Clustering is bunching observations (people’s microbiome) into groups based on similarity. In english, we want to see if one people with shift in one type of bacteria also have a shift with a different type.
I am starting by looking at a higher level, so there are less factors to consider. The data is easy to download. [phylum <-read_csv(“http://lassesen.com/ubiome/TaxonomyByphylum.csv”) ]
After this we scale the data and proceed to explore.
First a Box Plot
This shows the odds of outliers (data is scaled remember). We see Bacteroidetes are well behaved (normal distribution), but phylums like Actinobacteria, Verrucomicrobia, Proteobacteria, and Firmicutes have atypical behavior.
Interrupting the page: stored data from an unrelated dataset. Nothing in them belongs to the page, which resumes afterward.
PR #76, opened 2021-01-10
Small visual improvement(s) and added element(s) to ETextAction

Czompi:
### Small visual improvement(s) and added element(s) to ETextAction
**Summary:**
- Modified the version that showing when you're using an unsupported version of Minecraft (`Obsidian v1_16_4` => `Obsidian 1.16.4`).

Bacteroidetes vs Firmicutes
These are the dominant two phylum. When we plot the data we see a clear ‘trade off’ pattern between them. We also see that there is a number where Bacteriodetes < 0.1 (scaled).
Filtering to these low ones (86), removing the sampleId column, and searching for number of clusters that would classify these many observations, we see that there an ‘elbow’ at 3
Applying a dendrogram, we see that these 86 people fall into some distinct groups.
Plotting the cluster illustrates that we have good separation.
Looking at the averages by phylum for each of the groups we see some clear patterns:
We originally filter to Bacteroidetes < 0.1, but we see that this group could be divided into very very low (Groups 1 +2) and low (3).
Returning to other Phylum
Three plots are shown below — Actinobacteria, Verrucomicrobia, Proteobacteria
Odd line is seen below — almost a straight inverse line for one set of data
My purpose is to get people exploring the data. If you look at Data Science: Tax Rank and Symptoms, you can find the sampleIds with symptoms (a subset of the data above). The assignment is simple — can you find any symptoms that appear to be associated with the clusters you may have found?
You may wish to pre-filter to only the phylum with symptoms… and then cluster.